“In the various stages of development which the struggle of the working class against the bourgeoisie has to pass through, they (Communists) always and everywhere represent the interests of the movement as a whole.” (Communist Manifesto)
Zohran Mamdani, the recently elected and popular Mayor of New York, is the leader of a diverse coalition that stretches across the city. It was this coalition that elected him and sent Andrew Cuomo into retirement. At the same time he is the (unelected) leader of DSA here. When he speaks, DSA listens. In other words, he wears two political hats, representing two different and overlapping constituencies. In most instances — not least his victorious election campaign — it presents no problems.
But it can. And it did in the recent primary elections in New York in which two DSA members ran against two progressive Democrats. One of the latter was Antonio Espaillet, a Dominican five term member of the House of Representatives, leader of the Congressional Hispanic Caucus, and member of the Congressional Progressive Caucus.
The other was Antonio Reynoso, who is also Dominican, former community organizer and New York City Council member. Currently Reynoso is the Brooklyn Borough President. He also received the endorsement of much of the city’s labor movement as well as the endorsement of the Working Families Party.
In addition, Reynoso had the backing of Latitia James, a New Yorker and the popular Attorney General of New York state as well as the revered Lydia Velaquez, a Puerto Rican and a progressive, who is stepping down as the congresswoman in that district.
Neither candidate was an “establishment” or “corporate” Democrat. To say otherwise is to empty the terms of any meaning and turn them into a specious slur against your opponents no matter what their politics are.
Although early in the primary process, there was an informal understanding that the mayor would support both candidates, who supported him in his successful run for Mayor less than a year ago, things changed in the closing weeks of the campaign when Mamdani swung his support to two members of DSA, … running for those seats. Predictably this surprised and likely angered Espaillet and Reynoso and their supporters in the labor movement and Black and brown communities.

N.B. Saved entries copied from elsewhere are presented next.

Issue #259, opened 2023-03-20
Problems with developer docs - irrelevant results (especially when searching non-default docs)


GuySartorelli:
There are several problems with the search in developer docs right now:
1. If you are searching on v3 or v5 docs, it only gives you results for v4 docs (meaning you sometimes don't get relevant results, and you are always redirected to v4 docs which may not be the same as the docs for the version you were looking for)

## Acceptance criteria
- When searching, you only get results for the version you are currently viewing.
- There's doc on how to configure new search for new major releases.
- Create a a follow card for UserHelp

## Note
- We recently upgraded to Algolia docSearch v3. The search option dashboard there as a lot of new options. There could be some magical fix there.
- The following doc may be useful:
    - [Introduce global information as meta tags](https://docsearch.algolia.com/docs/required-configuration/#introduce-global-information-as-meta-tags)
    - [Indexing content for faceting](https://docsearch.algolia.com/docs/record-extractor/#indexing-content-for-faceting)
    - [Avoid duplicates by promoting unicity](https://docsearch.algolia.com/docs/tips/#avoid-duplicates-by-promoting-unicity) (aka use facets to search a specific version of docs)
    - [Filtering your search](https://docsearch.algolia.com/docs/docsearch-v3/#filtering-your-search) (again, using facets)
    - [Migrating from the legacy scraper](https://docsearch.algolia.com/docs/migrating-from-legacy/)

## PRs
- https://github.com/silverstripe/doc.silverstripe.org/pull/262

maxime-rainville:
When we hit stable, we'll probably want to make the 5 branch the default branch. Probably as part of that process, the 5 branch will become what is being indexed by search results.

GuySartorelli:
In that case we'll still have the same problem - it'll just be different branches that exhibit the problem.

maxime-rainville:
I've put in a separate request for the User Help.

maxime-rainville:
Still waiting for Algolia for userhelp. We should proceed with the developer doc deployment because this is a blocker for the CMS5 release.

GuySartorelli:
I've made a new separate card to handle the userhelp changes: https://github.com/silverstripe/doc.silverstripe.org/issues/263

GuySartorelli:
PR merged and dev docs search is working as expected. New card created for userhelp.

PR #262, opened 2023-04-13
ENH Use the new algolia search index and API

GuySartorelli:
## What's in this PR?
1. Update dev environment variables (note: these get exposed in the browser so they're not secret - it's safe to add them here)
2. Add note about how to update algolia crawler when adding a new major release
3. Replace the old v2 docsearch API usage with the new v3 docsearch API usage, using the new shiny react component
  - Note: The old API took an input element ID, which meant we could style the thing however we wanted. The new API takes a container and completely replaces the container _even if you're not using the react component_, so our styling options are limited. There is [a page in algolia docs for styling](https://docsearch.algolia.com/docs/styling) but it has no useful information in it
4. Update styling for the new search component so it behaves nicely with our header and breakpoints

## Action required after merging
After this is merged, we need to update the environment variables in netlify for the main docs. I'm happy to do that - but make sure I'm ready to do so when you merge this so we don't end up with broken search for an extended period.

## Issue
- https://github.com/silverstripe/doc.silverstripe.org/issues/259


src/components/Header.tsx
```diff
@@ -23,14 +23,9 @@ const Header: StatelessComponent<HeaderProps> = ({ handleSidebarToggle }): React
...
-        const otherNode = getNodes().find(n => n.slug === newPath);
-        // This has to be a hard refresh, because the sidebar needs to unmount
-        if (otherNode) {
-          navigate(otherNode.slug);
-        } else {
-          navigate(`/en/${ver}`);
-        }
+        const newPath = getVersionPath(currentNode, ver);
+        // This has to be a hard refresh, because the sidebar and searchbar need to unmount
+        navigate(newPath);
```
GuySartorelli, line 28: This ultimately still does the same thing it was doing before - it's just a lot cleaner.

src/components/Layout.tsx
```diff
@@ -20,18 +20,21 @@ const Layout: StatelessComponent<LayoutProps> = ({ children, pageContext: { slug
   const currentNode = getCurrentNode();
   const versionMessage = getVersionMessage();
 
+  const helmetLinks = [{
+    rel: 'preconnect',
+    href: `https://${process.env.GATSBY_DOCSEARCH_APP_ID}-dsn.algolia.net`,
+    crossOrigin: ''
```
GuySartorelli, line 26: See https://docsearch.algolia.com/docs/DocSearch-v3#performance-optimization

src/components/SearchBox.tsx
```diff
@@ -1,75 +1,51 @@
 import React from 'react'
-import { StatelessComponent, ReactElement, useEffect, useState } from 'react';
-import { navigateTo } from "gatsby-link"
+import { StatelessComponent, ReactElement } from 'react';
+import { navigate } from "gatsby"
```
GuySartorelli, line 3: `navigateTo` and `navigate` do the same thing, but `navigateTo` is deprecated so may as well stop using that while we're at it.

src/components/SearchBox.tsx
```diff
@@ -1,75 +1,51 @@
...
+          navigate: ({ itemUrl }) => navigate(makeUrlRelative(itemUrl)),
+        }}
+        // Overrides the link container for search results so we can use gatsby navigation instead of full page loads
+        hitComponent={({ hit, children }) => {
+          const relativeUrl = makeUrlRelative(hit.url);
+          // We can't use a gatsby <Link> component here - for some reason it makes the links disappear on hover
+          return <a onClick={(e) => handleClick(e, relativeUrl)} href={relativeUrl}>{children}</a>
+        }}
+      />
+    );
```
GuySartorelli, line 48: See https://docsearch.algolia.com/docs/api

emteknetnz (approved):
Code looks fine, self-merge when you're ready

PR #264, opened 2023-05-04
ENH Make 5 the default version

emteknetnz:
Issue https://github.com/silverstripeltd/product-issues/issues/694

### DIFF
--- a/netlify.toml
+++ b/netlify.toml
@@ -2,20 +2,26 @@
   from = "https://doc.silverstripe.org/*"
   to = "https://docs.silverstripe.org/:splat"
   force = true
-  status = 301
+  status = 302
 
 [[redirects]]
   from = "/"
-  to = "/en/4/"
+  to = "/en/5/"
+  status = 302
+
+[[redirects]]
+  from = "/en"
+  to = "/en/5/"
+  status = 302
 
 [[redirects]]
   from = "/framework/en/*"
-  to = "/en/4/:splat"
-  status = 301
-  
+  to = "/en/5/:splat"
+  status = 302
+
 [[redirects]]
   from = "/contributing"
-  to = "/en/4/contributing/"
+  to = "/en/5/contributing/"
 
 [[redirects]]
   from = "/en/4/getting_started/installation/common_problems"
--- a/README.md
+++ b/README.md
@@ -36,6 +36,7 @@ For **new stable releases**, you will need to do the following
 - Remove the major from the `PRE_RELEASE` array in the `getVersionMessage` function in `src/utils/nodes.ts`
 - Update the `getDefaultVersion` function's return value to the new stable major in `src/utils/nodes.ts`
 - Update redirects in `netlify.toml`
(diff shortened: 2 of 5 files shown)


netlify.toml
```diff
@@ -2,20 +2,20 @@
   from = "https://doc.silverstripe.org/*"
   to = "https://docs.silverstripe.org/:splat"
   force = true
-  status = 301
+  status = 302
```
maxime-rainville, line 5: What's the rational for making this a temporary redirect?

maxime-rainville (commented):
I take it that 4 and 5 are going to get the "Supported" banner?

image

netlify.toml
emteknetnz: So it doesn't get cached e.g. browser cache.

This should have been a 302 to being with. 301's should only be used for things never intended to be changed again in the future. This will changed again in the future when we change to CMS 6.

emteknetnz:
>  take it that 4 and 5 are going to get the "Supported" banner?

Yes

You can view the deploy preview here https://deploy-preview-264--ss-docs.netlify.app

netlify.toml
maxime-rainville: I think we have different understanding of the best practice here. In my mind, a "temporary" redirect is something that will last a few hours or a few days. e.g.: Something is broken on the site and we will send you somewhere else while we work on fixing it. 

Something that will last for two years, is functionally permanent.

If we set it to a 302, won't Google want to keep the version 4 of the doc as the "default" one in search results?

maxime-rainville:
We might want to add a bit more details to the v4 version to say it's stable but not the latest version.

But that can wait.

GuySartorelli:
> We might want to add a bit more details to the v4 version to say it's stable but not the latest version

So the thing that was on the card that got struck out for some reason? 😂
If that's not being done as part of this pr but is intended to be done later, a card should be created for it and added to the backlog.

netlify.toml
emteknetnz: It's more an issue that 301 redirects can get cached at various points where traffic is served, including in browser caches. This means that browsers that previously visited a url will still redirect to the old old location.  302 doesn't get cached so it doesn't have this problem.

I'd expect google is smart enough to handle changing a 301 to a different location, I'd expect it's a fairly common occurrence that people change decide that a 301 should point somewhere else after some time

We also use 302 on api.silverstripe.org for the default redirect - https://github.com/silverstripe/api.silverstripe.org/blob/master/.htaccess#L49

emteknetnz:
New card was created for the struck out stuff - https://github.com/silverstripe/.github/issues/45

emteknetnz:
> In the preview, if you go to /en/ it takes you to v4 docs still.

Have fixed this

GuySartorelli:
Going to https://deploy-preview-264--ss-docs.netlify.app/en/getting_started/composer/ still takes me to the v4 version of the page

maxime-rainville (approved):
Maxime is temporarily happy

Issue #274, opened 2023-10-17
`[CHILDREN]` blocks are rendered in code blocks (but shouldn't be)


GuySartorelli:
![image](https://github.com/silverstripe/doc.silverstripe.org/assets/36352093/03dbd82b-7c16-4db6-b340-2cdd5cd16008)

The above is meant to be `[CHILDREN]` and the like, i.e. not rendering the children lists but being correctly escaped by the code blocks. See https://docs.silverstripe.org/en/5/contributing/documentation/#link-to-children

## PRs
- https://github.com/silverstripe/doc.silverstripe.org/pull/275

Issue #220, opened 2020-01-16
Callout block parsing is fragile


unclecheese:
The `[callout] [/callout]` syntax has a number of issues, particularly when other markdown is nested in it. See: https://github.com/silverstripe/silverstripe-framework/pull/9375

Ideally this should be done with a plugin to `gatsby-transformer-remark` to tweak the markdown at parse time, rather than after the markdown has already been transformed to HTML at render time.

GuySartorelli:
PR merged

PR #275, opened 2023-10-17
FIX Allow callout and children in code blocks

GuySartorelli:
- Fixes `[CHILDREN]` to be escaped when rendered in a `<code>` block
- Strengthens callout block rendering by doing it the same way children lists are.

## Issues
- https://github.com/silverstripe/doc.silverstripe.org/issues/274
- https://github.com/silverstripe/doc.silverstripe.org/issues/220

### DIFF
--- a/src/utils/parseHTML.ts
+++ b/src/utils/parseHTML.ts
@@ -9,6 +9,7 @@ import { ReactElement } from 'react';
 import rewriteTable from './rewriteTable';
 import rewriteHeader from './rewriteHeader';
 import cleanHeaders from './cleanHeaders';
+import parseCalloutTags from './parseCalloutTags';
 
 /**
  * Replace all the [CHILDREN] with proper React components.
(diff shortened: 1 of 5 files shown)


src/utils/parseHTML.ts
```diff
@@ -38,9 +39,12 @@ const parseHTML = (html: string): ReactElement | ReactElement[] | string => {
                     return rewriteHeader(domNode);
                 }
             }
-            if (domNode.data) {
+            if (domNode.data && domNode.parent?.name !== 'code') {
```
GuySartorelli, line 42: This is the main thing - only render the special elements if they're not inside a code block.

src/utils/parseHTML.ts
```diff
@@ -38,9 +39,12 @@ const parseHTML = (html: string): ReactElement | ReactElement[] | string => {
...
                 const { data } = domNode;
-                return parseChildrenOf(data);
+                if (data.match(/\[CHILDREN.*?\]/)) {
+                    return parseChildrenOf(data);
+                }
+                return parseCalloutTags(data);
             }
```
GuySartorelli, line 48: We now only parse callout tags if they're not inside a code block - and that's why we need to change the way we're rendering them from being just a string replacement to being a proper react component.

emteknetnz (approved):

Issue #276, opened 2023-10-17
Callout blocks aren't rendering sometimes


GuySartorelli:
Looks like my attempts to fix https://github.com/silverstripe/doc.silverstripe.org/issues/220 broke callouts in some scenarios
e.g. on https://docs.silverstripe.org/en/5/developer_guides/model/data_model_and_orm/
![image](https://github.com/silverstripe/doc.silverstripe.org/assets/36352093/26b9c183-aab7-4718-b825-a13dffbb28cc)

## PRs
- https://github.com/silverstripe/doc.silverstripe.org/pull/277

PR #277, opened 2023-10-17
FIX Render callout blocks correctly

GuySartorelli:
- `<p>` tags surrounding callout blocks are swapped out for `<callout>` tags, which are used to identify the element that needs to be replaced.
- If there are paragraphs _inside_ the callout block, the basic regex replace we did will have broken them, so we need to swap them out for `<br>` tags. This renders the same as if they were `<p>` tags because they'll come in pairs.
  - e.g. `<p>[hint]some text</p><p>more text[/hint]</p>` would have become `<callout type="hint">some text</p><p>more text</callout>` which would break the page. So we turn it into `<callout type="hint">some text<br><br>more text</callout>`
- Also protects us from accidentally not closing callout blocks - previously `[hint]some text[hint][info]more text[/info]` would have turned into a single hint callout, because we didn't close the hint block correctly. This has resulted in plenty of errors in the past. Now it will simply not try to render the hint block, so the page won't be _as_ badly broken.

## Issue
- https://github.com/silverstripe/doc.silverstripe.org/issues/276

### DIFF
--- a/src/utils/parseCalloutTags.ts
+++ b/src/utils/parseCalloutTags.ts
@@ -5,19 +5,8 @@ import CalloutBlock from '../components/CalloutBlock';
  * Turn [hint] and other callouts into a proper React component.
  * @param data
  */
-const parseCalloutTags = (data: any): ReactElement|false => {
-    let matches;
-
-    matches = data.match(/\[(hint|warning|info|alert|notice|note)\](.*?)\[\/(?:hint|warning|info|alert|notice|note)\]/s);
-
-    if (matches) {
-        const type = matches[1];
-        const content = matches[2];
-
-        return createElement(CalloutBlock, { type, content });
-    }
-
-    return false;
+const parseCalloutTags = (type: string, content: any): ReactElement|false => {
+    return createElement(CalloutBlock, { type, content });
 };
 
 export default parseCalloutTags;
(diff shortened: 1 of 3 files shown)


src/utils/parseHTML.ts
```diff
@@ -38,13 +38,15 @@ const parseHTML = (html: string): ReactElement | ReactElement[] | string => {
                 if (name.match(/^h[0-9]$/)) {
                     return rewriteHeader(domNode);
                 }
+                if (name === 'callout') {
+                    return parseCalloutTags(domNode.attribs.type, domToReact(domNode.children));
+                }
```
GuySartorelli, line 43: We don't need the `&& domNode.parent?.name !== 'code'` protection anymore, because code blocks won't have rendered the p tag into a callout tag.

src/utils/parseCalloutTags.ts
```diff
@@ -5,19 +5,8 @@ import CalloutBlock from '../components/CalloutBlock';
...
-    if (matches) {
-        const type = matches[1];
-        const content = matches[2];
-
-        return createElement(CalloutBlock, { type, content });
-    }
-
-    return false;
+const parseCalloutTags = (type: string, content: any): ReactElement|false => {
+    return createElement(CalloutBlock, { type, content });
```
GuySartorelli, line 9: We don't need to double up the regex anymore, so this ends up being a lot simpler.

emteknetnz (approved):

PR #286, opened 2024-02-15
ENH Add linkfield docs

GuySartorelli:
Adds linkfield docs to the "optional features" section

Note the preview won't show it, because it's not looking at the creative-commoners PR nor does it have the change from the dev docs PR to add the section link.

## Issue
- https://github.com/silverstripe/silverstripe-linkfield/issues/27

### DIFF
--- a/gatsby-node.js
+++ b/gatsby-node.js
@@ -48,7 +48,7 @@ exports.onCreateNode = async ({ node, getNode, getNodesByType, actions, createNo
     }
     return;
   }   
-  const basePath = category === 'user' ? `docs/en/userguide` : `en`;
+  const basePath = category === 'user' ? 'docs/en/userguide' : (thirdparty ? 'docs/en' : 'en');
   const filePath = createFilePath({
     node,
     getNode,
--- a/sources-docs.js
+++ b/sources-docs.js
@@ -11,6 +11,15 @@ module.exports = [
   {
     resolve: 'gatsby-source-git',
     options: {
+      name: 'docs--5--optional_features/linkfield',
+      remote: 'https://github.com/silverstripe/silverstripe-linkfield.git',
+      branch: '4.0',
+      patterns: 'docs/en/**'
+    }
+  },
+  {
+    resolve: 'gatsby-source-git',
+    options: {
       name: 'docs--4',
       remote: 'https://github.com/silverstripe/developer-docs.git',
       branch: '4.13',
--- a/src/utils/rewriteLink.ts
+++ b/src/utils/rewriteLink.ts
@@ -96,7 +96,33 @@ const rewriteLink = (
         )
     }
 
-    // absolute links
+    // absolute links to docs (unversioned)
+    if (href.match(/^https?:\/\/docs.silverstripe.org\/en\/[a-zA-Z]/)) {
+        return createElement(
+            Link,
+            {
+                to: path.join('/', 'en', version, href.replace(/^https?:\/\/docs.silverstripe.org\/en/, '')),
+                className: 'gatsby-link'
+            },
+            domToReact(children, parseOptions)
+        );
+    }
+
+    // absolute links to docs (versioned)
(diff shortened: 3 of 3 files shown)


sources-docs.js
```diff
@@ -8,6 +8,15 @@ module.exports = [
       patterns: 'en/**'
     }
   },
+  {
+    resolve: `gatsby-source-git`,
+    options: {
+      name: `docs--5--optional_features/linkfield`,
```
GuySartorelli, line 14: This name is how we dictate where it'll be put - see `sources-user.js`.

gatsby-node.js
```diff
@@ -48,7 +48,7 @@ exports.onCreateNode = async ({ node, getNode, getNodesByType, actions, createNo
     }
     return;
   }   
-  const basePath = category === 'user' ? `docs/en/userguide` : `en`;
+  const basePath = category === 'user' ? `docs/en/userguide` : thirdparty ? `docs/en` : `en`;
```
GuySartorelli, line 51: `thirdparty` is truthy for any source that has content after `docs--5`.
This base path is used to decide what part of the file path to remove.
Without this change, the linkfield docs end up at `/en/5/optional_features/linkfield/docs/en/` instead of `/en/5/optional_features/linkfield/`

src/utils/rewriteLink.ts
```diff
@@ -96,7 +96,33 @@ const rewriteLink = (
...
+    if (href.match(/^https?:\/\/docs.silverstripe.org\/en\/[a-zA-Z]/)) {
+        return createElement(
+            Link,
+            {
+                to: path.join('/', 'en', version, href.replace(/^https?:\/\/docs.silverstripe.org\/en/, '')),
+                className: 'gatsby-link'
+            },
+            domToReact(children, parseOptions)
+        );
+    }
```
GuySartorelli, line 109: This is needed to rewrite the linkfield docs correctly, with the current version of docs applied. It won't matter immediately, but it _will_ matter when CMS 6 comes around. May as well get it right now instead.

src/utils/rewriteLink.ts
```diff
@@ -96,7 +96,33 @@ const rewriteLink = (
...
+        const hrefVersion = hrefMatch[1];
+        return createElement(
+            Link,
+            {
+                to: path.join('/', 'en', hrefVersion, href.replace(/^https?:\/\/docs.silverstripe.org\/en\/([0-9]+)/, '')),
+                className: 'gatsby-link'
+            },
+            domToReact(children, parseOptions)
+        );
+    }
```
GuySartorelli, line 123: Technically unrelated change but very similar to the above. Sometimes we explicitly want to link to docs from another version (for example in the 5.0.0 changelog we link to CMS 4 upgrade guides).

This rewrites those links to be relative instead of absolute, and doesn't open them in a new tab.

gatsby-node.js
emteknetnz, line 51:
```suggestion
  const basePath = category === 'user' ? 'docs/en/userguide' : (thirdparty ? 'docs/en' : 'en');
```
I'm fairly sure this change makes no difference (it shouldn't :-) though just make this clearer since there's a double ternary

Also change the backticks to single quotes

sources-docs.js
```diff
@@ -8,6 +8,15 @@ module.exports = [
       patterns: 'en/**'
     }
   },
+  {
+    resolve: `gatsby-source-git`,
```
emteknetnz, line 12: Use single quotes not backticks for all of the changes here

emteknetnz (changes requested):

gatsby-node.js
GuySartorelli: Done

sources-docs.js
GuySartorelli: Oops yup good call. Copy pasted from the `sources-user.js` file which uses backticks for some reason.

emteknetnz (approved):

PR #290, opened 2024-04-08
ENH Add elemental docs

emteknetnz:
Issue https://github.com/silverstripe/silverstripe-elemental/issues/985

### DIFF
--- a/sources-docs.js
+++ b/sources-docs.js
@@ -23,6 +23,14 @@ module.exports = [
       name: 'docs--5--optional_features/userforms',
       remote: 'https://github.com/silverstripe/silverstripe-userforms.git',
       branch: '6.2',
+    }
+  },
+  {
+    resolve: 'gatsby-source-git',
+    options: {
+      name: 'docs--5--optional_features/elemental',
+      remote: 'https://github.com/silverstripe/silverstripe-elemental.git',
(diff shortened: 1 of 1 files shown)


GuySartorelli (approved):
LGTM, will merge after docs are merged

sources-user.js
```diff
@@ -18,6 +18,15 @@ module.exports = [
...
   },
+  {
+    resolve: `gatsby-source-git`,
+    options: {
+      name: `user--5--optional_features/elemental`,
+      remote: `https://github.com/silverstripe/silverstripe-elemental`,
+      branch: `5.2`,
+      patterns: `docs/en/userguide/**`,
+    }
+  },
```
GuySartorelli, line 29: Just realised this is a duplicate of the `dnadesign/silverstripe-elemental` entry that's already in this file. Please update that entry.

Please also use the `5` branch for user docs. We so rarely update these docs that we can effectively treat the next minor branch as stable.

GuySartorelli (changes requested):

sources-user.js
emteknetnz: Removed, just use the existing one

GuySartorelli (approved):
As before, will merge after docs are merged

As it turned out, both DSA candidates won, one narrowly, the other by a bigger margin, thanks to Mamdani’s endorsement and a turnout that skewed toward white, college educated and affluent voters. What is more, it didn’t help that the turnout in both districts was around 17 per cent, with significant sections of the Black and Latino communities not voting. No doubt this gave an advantage to DSA candidates, whose voting constituencies are more likely to vote in off year elections.
Not surprisingly, the outcome left some bitter feelings on the losing side. It caused some fissures in the coalition that elected Momdani, that is, among sections of the labor movement and in the Black and Latino communities.
How longlasting they are is anybody’s guess at this moment. Only time, the arbiter of many disputes, will tell. Unlike Bernie Sanders who is a longstanding Senator from a small state and secure in his position, Mamdani is a new mayor of a city that is infinitely bigger, infinitely more diverse, and infinitely more complex.
In these circumstances, the mayor’s success in moving his ambitious agenda forward turns, I would argue, on his success in maintaining, growing, uniting, and mobilizing the heterogeneous coalition that elected him, especially the Black, Latino, and labor communities. But in endorsing his DSA comrades, one has to wonder if he has made an unforced error. Sometimes you can lose by winning.
Let’s hope that isn’t the case and doesn’t come back to bite the popular mayor and the larger movement whose unity and mobilization he will depend on going forward.